Posters

Abstract

Based on the Author's recent experience, primarily but not exclusively in the Nordic region, there is a growing body of evidence, primarily from operational wind farm SCADA data, that suggests conventional wake models with typical parametrisation that are used extensively in the wind industry under-predict the magnitude of wake losses. It is postulated that this is, at least in part, due to prevailing stable atmospheric conditions leading to wake effects persisting for greater distances downstream than typically modelled in the onshore environment, although other factors, such as cumulative induction zone effect (CIZE), also termed blockage effect, may also be relevant. The magnitude of wake loss under-prediction can be significant and may be particularly relevant within large development clusters. During energy yield assessment reconciliation exercises, adjustments are considered for all factors that can be quantified from operational data, such as wind resource and turbine availability; however, there are other factors, such as wind flow model error and turbine power performance, that cannot be quantified.

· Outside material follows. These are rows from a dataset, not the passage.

PR #7, opened 2017-02-24
Updates to verbosity, command outputs

izakp:
- Most hokusai commands now accept a `-v` / `--verbose` flag
- Adds `hokusai promote` to copy the deployment from one context to another. Use: `hokusai promote production staging` promotes production from staging
- Updates to `deploy` command to handle multiple containers in a deployment (currently affects Currents)

Coming soon! Support for multiple deployments in a given app so as to scale web / async workers independently by using Label Selectors https://kubernetes.io/docs/user-guide/labels/

cc @bhoggard @cavvia

### DIFF
--- a/README.md
+++ b/README.md
@@ -114,6 +114,7 @@ Required options:
 ### Deployment
 
 * `hokusai deploy` - Update the Kubernetes deployment to a given image tag.
+* `hokusai promote` - Update the Kubernetes deployment in a given context to match the deployment in another context
 
 ### Running a console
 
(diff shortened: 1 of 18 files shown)


bhoggard:
I feel that `hokusai promote staging production` seems more idiomatic, as in staging => production.

izakp:
@bhoggard agreed, now that I take another look at it.  Will change that.

joeyAghion:
That was my initial reaction about the staging/production order too.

As such, there is some degree of uncertainty regarding the level of bias that may be attributed to wake loss modelling in isolation. Nonetheless, evidence, including wake model validation, suggests that wake loss under-prediction is a significant contributing factor. Based on the individual wake model results and a reconciliation assessment, the level of uncertainty associated with wake modelling is appraised to advise appropriate uncertainty allocations in energy yield assessment.